Stored dataset items →
======

PR #20603, opened 2018-08-09
[android] fix bug overflow:hidden does not work

tsangint:
### Test Code
```
<View
    style={{width:60,height:40,overflow:'hidden'}}
>
    <View style={{width:40,height:80,backgroundColor:"#F04F43"}}></View>
</View>
```
### Before
When execute above code, overflow:hidden is not render correctly.(iOS is ok)  

### After
overflow:hidden render rightly,it should be a 40*40 red foursquare.  

All above situation can render overflow rightly.

## Release Notes

[ Android ] [BUGFIX] [ Yoga ]

### DIFF
--- a/ReactAndroid/src/main/java/com/facebook/react/uimanager/NativeViewHierarchyOptimizer.java
+++ b/ReactAndroid/src/main/java/com/facebook/react/uimanager/NativeViewHierarchyOptimizer.java
@@ -12,6 +12,7 @@ import com.facebook.infer.annotation.Assertions;
 import com.facebook.react.bridge.ReadableArray;
 import com.facebook.react.bridge.ReadableMapKeySetIterator;
 import javax.annotation.Nullable;
+import com.facebook.yoga.YogaOverflow;
 
 /**
  * Class responsible for optimizing the native view hierarchy while still respecting the final UI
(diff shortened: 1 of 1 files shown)


react-linter:
<table>
  <thead>
    <tr>
      <th width="50"></th>
    </tr>
  </thead>
  <tbody><tr>
      <td>:warning:</td>
      <td>

  </td>
    </tr>
  </tbody>
</table>



<p align="right">
</p>

yungsters:
Thanks for submitting this pull request.

But this is unexpected. Would you be open to figuring out why the logic in [`ViewProps.isLayoutOnly`](https://github.com/facebook/react-native/blob/master/ReactAndroid/src/main/java/com/facebook/react/uimanager/ViewProps.java#L262) is insufficient? It would be great to not have this logic scattered between the two methods.

tsangint:
It's my fault. my code is base on 0.54.0 and this version had not deal with OVERFLOW in `isLayoutOnly(ReadableMap map, String prop)`.
I checkout to master and the latest code in master will judge overflow props(`map.isNull(OVERFLOW) || VISIBLE.equals(map.getString(OVERFLOW))`).This problem has gone,`overflow:hidden` can be rendered rightly.
The logic in ` ViewProps.isLayoutOnly` is more  reasonable .I will close the pr.

PR #20605, opened 2018-08-09
Enable metro hmr server in local-cli

janicduplessis:
The `hmrEnabled` flag was not passed to the metro runServer config which caused HMR to be broken.

Test Plan:
----------
Test that hmr works by applying the fix locally

Release Notes:
--------------
[CLI] [MINOR] [runServer.js] - Enable metro hmr server in local-cli


janicduplessis:
cc @CompuIves

PR #20664, opened 2018-08-14
No force layout of superview and contentSize recalculation if intrinsicContentSize not changed

zhongwuzw:
Test Plan:
----------
No need test.

Release Notes:
--------------
[IOS][ENHANCEMENT][RCTRootView] - No force layout of superview and contentSize recalculation if intrinsicContentSize not changed


cpojer:
I verified the original change that added this and I think it makes sense to move it up.

PR #20719, opened 2018-08-17
Expose scrollEnabled as iOS prop for TextInput

hramos:
Summary: Expose scrollEnabled as iOS prop for TextInput

Differential Revision: D9383477


hramos:
This was an export of an upcoming internal diff.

======

TASK DIRECTIONS → Could you reproduce exactly the lines of the entries above, from the one with "<td>:warning:</td>" through the one with "Thanks for submitting this pull request.", and nothing else?

TASK RESPONSE →
      <td>:warning:</td>
      <td>

  </td>
    </tr>
  </tbody>
</table>



<p align="right">
</p>

yungsters:
Thanks for submitting this pull request.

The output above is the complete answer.